PR #753, opened 2026-08-05
fix(operator): allow deriving environment variables from Grove values

### LINKED ISSUE #752: Template environment variables cannot derive values from Grove-injected variables
## Description

Grove injects its pod-discovery environment variables by appending them to the environment variable lists copied from the PodClique template. This prevents a higher-level API from defining an abstract environment variable whose value is derived from Grove variables.

Kubernetes expands `$(VAR_NAME)` references in an `env[].value` using variables that were defined earlier in the list. Because the `GROVE_*` variables are appended after the template-provided variables, this does not work:

```yaml
env:
  - name: CLUSTER_LEADER_ADDRESS
    value: "$(GROVE_PCSG_NAME)-$(GROVE_PCSG_INDEX)-worker-ldr-0.$(GROVE_HEADLESS_SERVICE)"
args:
  - "--leader-address=$(CLUSTER_LEADER_ADDRESS)"
```

When the template is authored, the concrete values of the Grove variables are not available yet. The higher-level controller knows only the expression that should be evaluated for the final Grove-created Pod. Since the expansion of environment-variable values is order-dependent and not recursive, `CLUSTER_LEADER_ADDRESS` retains unresolved `$(GROVE_*)` references.

This makes it impossible for higher-level APIs to expose backend-independent command or argument contracts while deriving their concrete values from Grove's pod-discovery variables.

The same issue applies to both regular containers and init containers.

## Expected behavior

Grove should provide a documented and stable way for template-provided environment variables to derive values from the Grove-injected variables before the final container command and arguments are expanded.

Possible solutions could include:

- making the Grove variables available before template-provided environment variables are evaluated;
- supporting derived environment variables that Grove appends after its own variables; or
- another explicit late-binding mechanism.

The exact mechanism is less important than allowing a higher-level controller to define an abstract variable without rewriting the user's command or depending on undocumented injection ordering.

## Current behavior

Grove appends its injected variables:

```go
containers[i].Env = append(containers[i].Env, envVars...)
```

Consequently, template-provided environment variables cannot reference them using Kubernetes environment-variable expansion.

sttts:
#### What type of PR is this?

/kind bug

Grove currently appends its pod-discovery environment variables after the environment variables copied from PodClique templates. Kubernetes expands references in environment variable values in list order, so a template-defined variable cannot derive its value from a later `GROVE_*` variable.

This change prepends Grove's injected variables for containers and init containers at both injection stages. It also removes colliding template entries so Grove's reserved variables remain authoritative and duplicates are not passed to the kubelet.

The environment-variable reference documentation now describes the ordering contract and shows how to define a derived leader address.

Fixes #752

The final order for PCSG-backed pods is the Pod-level Grove variables, the PCSG-level Grove variables, and then the remaining template variables. This makes all injected Grove variables available when Kubernetes expands template-defined environment variable values.

Validation:

- `make test-unit`
- `make lint`

```release-note
Grove now injects pod-discovery environment variables before template-defined environment variables, allowing templates to derive values from Grove variables.
```

```docs
docs/user-guide/03_environment-variables-for-pod-discovery/02_env_var_reference.md
```

### DIFF
--- a/operator/internal/controller/podclique/components/pod/pod_test.go
+++ b/operator/internal/controller/podclique/components/pod/pod_test.go
@@ -338,6 +338,15 @@ func TestAddGroveEnvironmentVariables_NoDuplicates(t *testing.T) {
 								},
 							},
 						},
+						InitContainers: []corev1.Container{
+							{
+								Name:  "test-init-container",
+								Image: "test-image",
+								Env: []corev1.EnvVar{
+									{Name: "GROVE_POD_INDEX", Value: "old-pod-index"},
+								},
+							},
+						},
 					},
 				},
 			},
@@ -460,12 +469,29 @@ func TestAddGroveEnvironmentVariables_NoDuplicates(t *testing.T) {
 
 			addEnvironmentVariables(pod, tt.pclq, "test-pcs", 0)
 
-			// Check that all containers have the expected environment variables
-			for _, container := range pod.Spec.Containers {
+			expectedPrefix := []string{
+				constants.EnvVarPodCliqueSetName,
+				constants.EnvVarPodCliqueSetIndex,
+				constants.EnvVarPodCliqueName,
+				constants.EnvVarHeadlessService,
+				constants.EnvVarPodIndex,
+			}
+			assertContainer := func(container corev1.Container) {
 				assertExpectedEnvVars(t, container, tt.expectedEnvVars)
 				assertReplacedEnvVars(t, container, tt.shouldReplace)
 				assertPreservedEnvVars(t, container, tt.shouldPreserve)
 				assertNoDuplicateEnvVars(t, container)
+				require.GreaterOrEqual(t, len(container.Env), len(expectedPrefix))
+				for i, envVarName := range expectedPrefix {
+					assert.Equal(t, envVarName, container.Env[i].Name)
+				}
+				assertEnvVarUsesFieldRef(t, container, constants.EnvVarPodIndex, fmt.Sprintf("metadata.labels['%s']", common.LabelPodCliquePodIndex))
+			}
+			for _, container := range pod.Spec.Containers {
+				assertContainer(container)
+			}
+			for _, container := range pod.Spec.InitContainers {
+				assertContainer(container)
 			}
 		})
 	}
--- a/operator/internal/controller/podclique/components/pod/pod_test.go
+++ b/operator/internal/controller/podclique/components/pod/pod_test.go
@@ -465,6 +465,7 @@ func TestAddGroveEnvironmentVariables_NoDuplicates(t *testing.T) {
 				assertExpectedEnvVars(t, container, tt.expectedEnvVars)
 				assertReplacedEnvVars(t, container, tt.shouldReplace)
 				assertPreservedEnvVars(t, container, tt.shouldPreserve)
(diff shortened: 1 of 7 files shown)


danbar2 (dismissed):

operator/internal/controller/podclique/components/pod/pod_test.go
```diff
@@ -465,6 +465,7 @@ func TestAddGroveEnvironmentVariables_NoDuplicates(t *testing.T) {
 				assertExpectedEnvVars(t, container, tt.expectedEnvVars)
 				assertReplacedEnvVars(t, container, tt.shouldReplace)
 				assertPreservedEnvVars(t, container, tt.shouldPreserve)
+				assertNoDuplicateEnvVars(t, container)
```
oleg-kushniriov, line 468: Test Coverage - No init-container scenario in `TestAddGroveEnvironmentVariables_NoDuplicates` .
The newly added assertNoDuplicateEnvVars call iterates over pod.Spec.Containers only - none of the table test cases in `TestAddGroveEnvironmentVariables_NoDuplicates` include InitContainers. The same PrependEnvVarsToContainers path is exercised for init containers by the addEnvironmentVariables function, so a collision in an init container (e.g., a template init-container predefining GROVE_POD_INDEX) goes untested. 

Consier: Add at least one table case with an InitContainers entry that has a colliding variable, and assert both `assertNoDuplicateEnvVars` and correct ordering for it.

oleg-kushniriov (dismissed):
Test Coverage - 
PCSG collision scenario not tested operator/internal/controller/podcliquescalinggroup/components/podclique/podclique_test.go (file unchanged in PR, existing TestAddEnvironmentVariablesToPodContainerSpecs at line 334) `TestAddEnvironmentVariablesToPodContainerSpecs` only verifies presence of PCSG vars. There is no test case where the PodClique template predefines a var that collides with a PCSG-injected var (e.g., GROVE_PCSG_NAME set to a stale value). The dedup/replace behavior of PrependEnvVarsToContainers is exercised in the utility tests, but the PCSG-component integration path is not. 

Consider: Add a case where a container has {Name: "GROVE_PCSG_NAME", Value: "stale"} in its Env, call addEnvironmentVariablesToPodContainerSpecs, and assert no duplicates and that the injected value wins.

renormalize (dismissed):
thanks!

operator/internal/controller/podclique/components/pod/pod_test.go
sttts: Addressed in db9575c. The PodClique test now includes an init container with a colliding `GROVE_POD_INDEX` and applies the same duplicate, injected-prefix ordering, and authoritative fieldRef assertions to regular and init containers. Targeted tests and `make lint` pass.

sttts:
@oleg-kushniriov Addressed both test-coverage suggestions in db9575c: the PodClique path now covers an init-container collision and verifies injected ordering/no duplicates, and the PCSG integration test now starts with a stale `GROVE_PCSG_NAME` and verifies the full authoritative, deduplicated env result. Validation: targeted Go tests for both controllers and the shared utility, plus `make lint`.

oleg-kushniriov (approved):
Looks good to me

renormalize (approved):

shayasoolin (approved):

++++++++++

PROBLEM DESCRIPTION => Everything from the first line above through the line that contains "Grove should provide" should be duplicated exactly, please, and nothing beyond it.

ANSWER SECTION =>
PR #753, opened 2026-08-05
fix(operator): allow deriving environment variables from Grove values

### LINKED ISSUE #752: Template environment variables cannot derive values from Grove-injected variables
## Description

Grove injects its pod-discovery environment variables by appending them to the environment variable lists copied from the PodClique template. This prevents a higher-level API from defining an abstract environment variable whose value is derived from Grove variables.

Kubernetes expands `$(VAR_NAME)` references in an `env[].value` using variables that were defined earlier in the list. Because the `GROVE_*` variables are appended after the template-provided variables, this does not work:

```yaml
env:
  - name: CLUSTER_LEADER_ADDRESS
    value: "$(GROVE_PCSG_NAME)-$(GROVE_PCSG_INDEX)-worker-ldr-0.$(GROVE_HEADLESS_SERVICE)"
args:
  - "--leader-address=$(CLUSTER_LEADER_ADDRESS)"
```

When the template is authored, the concrete values of the Grove variables are not available yet. The higher-level controller knows only the expression that should be evaluated for the final Grove-created Pod. Since the expansion of environment-variable values is order-dependent and not recursive, `CLUSTER_LEADER_ADDRESS` retains unresolved `$(GROVE_*)` references.

This makes it impossible for higher-level APIs to expose backend-independent command or argument contracts while deriving their concrete values from Grove's pod-discovery variables.

The same issue applies to both regular containers and init containers.

## Expected behavior

Grove should provide a documented and stable way for template-provided environment variables to derive values from the Grove-injected variables before the final container command and arguments are expanded.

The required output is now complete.